Marinade. He said the site's best-selling brand was Fire
Magic, which makes high-end grills at prices ranging from
$1,500 to $9,000. But, he added, he owns a Lynx. [p]"Those high-end grills cost more than my first car," I
whined, which prompted Mr. Wagner to explain patiently the
three ways to add flavor to the food when grilling: thick
grates that give meat "nice dark marks that show you're
taking the sugar in the food and caramelizing it";
flavorizer elements below, where grease smolders and sends
smoke toward the meat; and wood chips to increase smoked
flavor. [p]"The expensive ones do a better job," he said.

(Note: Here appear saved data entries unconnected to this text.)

PR #682, opened 2019-09-27
Merge batch processing code

kwalcock:


kwalcock:
It isn't obvious from the list of commits above, but very few changes to master files are involved here.  These are changes from the kwalcock-17k branch which was tracking master but also included all the extra "scripts" used for batch processing of large collections of documents.  That means that there are lots of one-off things related to maximum file sizes, error handling, ad-hoc metadata conventions, etc.  However, as our metadata format solidifies (via Jataware, DART), with the advent of DocumentAttachment, because we're getting more formal data sources, since other groups are needing the code to incorporate into a larger workflow, etc., I think it's about time to merge this into master.  I'll probably be able to prune some of the files in `batch` and document the others as it becomes more clear which will stay for the longer term.  In the future I hope that only a small branch will be necessary in order to record and tag the configuration files needed for a particular run.

kwalcock:
I'm going to tag a few people so that they are aware and in case they need to say it's just a bad idea or to ask questions.  We're going to be processing some large batches in the next few weeks and this will take care of tracking with master so that it need not be done at the last minute.

kwalcock:
I get the apps mixed up myself and will add more documentation next time they are run.  They are mostly separate from others because they have to deal with metadata that we don't usually have locally, but there is also multithreading, error handling, etc.

BeckySharp:
really glad you’re on the team keith! like, so so so glad

kwalcock:
I'm going to go ahead and do this.  The code includes ontology version output that will lead to conflicts with what I'm working on now.

PR #683, opened 2019-10-02
Update DART search for recent CDR changes

kwalcock:


kwalcock:
This is a separate subproject of eidos that is just tracking a new way we have to download documents from the so-called DART pipeline.  Since it does not affect eidos proper, I am taking the liberty of checking it in without much/any review.

Issue #671, opened 2019-09-17
Compositional Grounding API


kwalcock:
This is where we can discuss this topic.

kwalcock:
@BeckySharp, I made a first draft of the grounding as a post-processing stage with an optional var containing the result as we discusses just over a week ago.  I have not yet moved the canonical name into the grounding, but given the additional grounding algorithm which will have its own data, that seems to be the right thing to do.  I'll check that nothing else uses it and head in that direction.

MihaiSurdeanu:
@bgyori: this is so we can discuss the reader API for the compositional grounding.

What we had in mind:
- We do NOT remove anything from the current output, so we maintain backwards compatibility (for better or worse). 
- For concepts that include a core concept + a property/process/phenomenon in the same phrase, we include information from compositional grounding. In particular, this will include:
1. The core concept in the phrase. For example, in the phrase "price of oil", the core concept is "oil". This core concept will be associated with top K possible groundings.
2. A list of 1 or more modifiers, where a modifier will be a property/process/phenomenon. For example, for the phrase "price of oil", the modifiers will be: Modifiers(Property("price")). Same as above, each modifier will be associated with top K groundings.

@bgyori: does this sound Ok to you?
@kwalcock: can you please think of the data structure to represent this internally?
@BeckySharp: can you please implement the internal call to the compositional grounding algorithm to produce this data?
@zupon: can you please implement the above using the syn+sem heuristics we discussed today?

Thank you all!

bgyori:
Yes, that sounds good to me!

BeckySharp:
Small note:
I think that the above "price of oil" would actually be:  Modifiers(Property("price"), Phenomenon("oil")) and theoretically you can use the "Modifiers" flavor of grounding in place of the original (assuming you have an algorithm for it)

MihaiSurdeanu:
Good catch.

kwalcock:
@BeckySharp, in your example is the CoreConcept still "oil" in addition to the Phenomenon being "oil"?  It looks like I will also have to remember whether something is a property, process, or phenomenon.  The slashes weren't just a way to describe some vague P-thing, but the specific P is valuable information?

kwalcock:
The scaffolding is in branch kwalcock-reground.  I'm removing the pull request that demos it so that it doesn't accidentally get merged into main.

BeckySharp:
sounds great!

PR #684, opened 2019-10-03
Preview of CompositionalGrounder

kwalcock:
This is not yet intended for master


kwalcock:
I'm probably going to resubmit this shortly without all the intermediate steps so that the final changes are more obvious, but one can inspect and test it already  The most important changes are to OntologyHandler.scala and OntologyGrounder.scala.  I'm not terribly happy with the change to Map[String, Seq[OntologyGrounding]) because it has some long-distance effects.  This may still be influenced by how the CompositionalGrounder really works in contrast with how I guessed it might work.

src/test/resources/englishTest.conf
```diff
@@ -59,7 +59,7 @@ actions {
 
 ontologies {
           useW2V = false
-   wordToVecPath = /org/clulab/wm/eidos/${EidosSystem.language}/w2v/vectors.txt
+   wordToVecPath = /org/clulab/wm/eidos/${EidosSystem.language}/w2v/glove.840B.300d.txt
```
BeckySharp: if we load these we'll need more mem fyi

kwalcock:
FWIW I changed my mind again and am slightly changing how these are stored in the EidosMention.  It shouldn't affect doing the actual grounding, though.

kwalcock:
I'm closing the pull request so that it doesn't get merged into main.  For further discussion, see issue #671.

PR #687, opened 2019-10-08
Allow polarity to be Double or Int

kwalcock:


kwalcock:
We have quite a few internal ontologies that use a Double for polarity.  Rather than changing them all to Int and maybe changing them back later, and so that we can deal with both the old and new versions of the changed ontology, I'm allowing either format for now: 1 or 1.0.

kwalcock:
@BeckySharp, in case you want to review this retroactively.

BeckySharp:
looks great, thanks!

PR #690, opened 2019-10-11
Add version information to ontologies

kwalcock:


kwalcock:
This adds a version (the github hash code) and date to each ontology and furthers the information as needed so that it appears in the json-ld output.  Unit tests may fail if the testing machine does not have access to git.

PR #701, opened 2019-10-25
Remove BuildInfoOption.BuildTime from built.sbt

kwalcock:
Add some scala switches for better error messages and then address the messages.


kwalcock:
FYI @marcovzla.  This may interest you, @Lnk2past.  It should result in fewer compiles and fewer rebuilds.

PR #703, opened 2019-10-28
bring back dep and fix tests

BeckySharp:
@kwalcock -- this will bring back some behavior we want, can we please merge ahead of the eval (i.e., very soon?) assuming things all pass here as they did locally....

I didn't
tell him I'd heard the same lecture at home. [p]I know when I'm beaten. The next night, I told Mr. Marinade
that I would give in. "Get the Egg," I said dramatically. [p]But it turned out that he'd done more research on his own.
Now he had his eye on some kind of complicated,
barrel-shaped, cast iron smoker thing with a big
smokestack. While he continued to review the literature, he
suggested that we repair our old grill. [p]I bought replacement flavorizer bars ($60) at a local store
instead of online because he couldn't bear to wait for them
to arrive in the mail. But for the more esoteric
replacement parts - some special bolts that hold down a
sheet-metal ignition panel and a warmer tray - I had to go
online. [p]At Weber's Internet site, www.weber.com, I typed in our
grill's serial number (I found it under a layer of grease
on the side panel), then examined a diagram of all parts.
Then I phoned for prices and placed the order. The grand
total: $12 or so. [p]The grill has been rehabbed to both our specifications. The
other night, I watched as top-secret steak preparations got
under way. He mixed three tablespoons of tamari sauce with
one tablespoon of good-quality dark sesame oil and rubbed
it into the meat. "Do you mind if I tell people your
marinade recipe?" I asked. [p]"Not at all," he said. "It's a decoy."

Comments

  • Spring Chicken
    Spring Chicken Posts: 10,255
    char buddy,
    Good story with a sad ending. At this rate he will never enjoy the flavor of a Big Green Egg meal, especially if he keeps comparing an EGG to all the other cookers. He needs to compare the end product - the cooked meat itself. Then the choice will be easy.[p]Spring Chicken
    Spring Texas USA

  • Marvin
    Marvin Posts: 515
    Spring Chicken,
    Well said!

  • char buddy,
    At first I was convinced he was very bright, now i'm thinking he is feeling a bit cheap. To go from an egg to an offset says he only had interest in slow cooking and preferred to have a cooker that requires constant attention and lots of fuel. He will save a lot of money though, since he will rarely use it, because of the effort and time required, he won't go thru too much charcoal. The eggs use a fraction of the charcoal my steel grills and smokers of the past used, but you use the egg so much, and for me, with lots of overnights and all day cooks, the eggs actually cost you more to use. [p]I think i'll pay that price.